◆ Available data:
....

PR #774, opened 2023-10-04
Solution

DanSheremeta:


app/main.py
```diff
@@ -1,3 +1,61 @@
...
+        return Distance(km=self.km * other)
+
+    def __truediv__(self, other: float | int) -> Distance:
+        return Distance(km=round(self.km / other, 2))
+
+    def __eq__(self, other: float | int) -> bool:
+        if isinstance(other, Distance):
+            return self.km == other.km
+        if isinstance(other, (int, float)):
+            return self.km == other
```
ArsenPidhoretskyi, line 37:
```suggestion
        return self.km == other
```
This check is redundant fix in all boolean methods

ArsenPidhoretskyi (changes requested):

app/main.py
```diff
@@ -1,3 +1,46 @@
...
+        return self.km < other
+
+    def __le__(self, other: float | int) -> bool:
+        return self.km <= other
+
+    def __gt__(self, other: float | int) -> bool:
+        return self.km > other
+
+    def __ge__(self, other: float | int) -> bool:
+        return self.km >= other
```
EdAlekseiev, line 46: `other` can be Distance. You must keep in mind this case

EdAlekseiev (changes requested):

app/main.py
```diff
@@ -1,3 +1,51 @@
...
+        return f"Distance: {self.km} kilometers."
+
+    def __repr__(self) -> str:
+        return f"Distance(km={self.km})"
+
+    def __add__(self, other: Distance | int | float) -> Distance:
+        if isinstance(other, Distance):
+            return Distance(km=self.km + other.km)
+        if isinstance(other, (int, float)):
+            return Distance(km=self.km + other)
```
EdAlekseiev, line 18: This if-statement is redundant

EdAlekseiev, line 18:
```suggestion
        return Distance(km=self.km + other)
```

app/main.py
```diff
@@ -1,3 +1,51 @@
...
+        return self
+
+    def __mul__(self, other: int | float) -> Distance:
+        return Distance(km=self.km * other)
+
+    def __truediv__(self, other: float | int) -> Distance:
+        return Distance(km=round(self.km / other, 2))
+
+    def __eq__(self, other: float | int | Distance) -> bool:
+        return self.km == other.km if isinstance(other, Distance) \
```
EdAlekseiev, line 34: Use `()` instead of `\` for separating line

app/main.py
```diff
@@ -1,3 +1,51 @@
...
+        return self.km <= other.km if isinstance(other, Distance) \
+            else self.km <= other
+
+    def __gt__(self, other: float | int | Distance) -> bool:
+        return self.km > other.km if isinstance(other, Distance) \
+            else self.km > other
+
+    def __ge__(self, other: float | int | Distance) -> bool:
+        return self.km >= other.km if isinstance(other, Distance) \
+            else self.km >= other
```
EdAlekseiev, line 51: The same comment as above

EdAlekseiev (changes requested):

EdAlekseiev (changes requested):

EdAlekseiev (approved):
Good job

....

◆ What this task involves:
Copy here each line of the preceding records with "EdAlekseiev" in it.

◆ Task response:
EdAlekseiev, line 46: `other` can be Distance. You must keep in mind this case
EdAlekseiev (changes requested):
EdAlekseiev, line 18: This if-statement is redundant
EdAlekseiev, line 18:
EdAlekseiev, line 34: Use `()` instead of `\` for separating line
EdAlekseiev, line 51: The same comment as above
EdAlekseiev (changes requested):
EdAlekseiev (changes requested):
EdAlekseiev (approved):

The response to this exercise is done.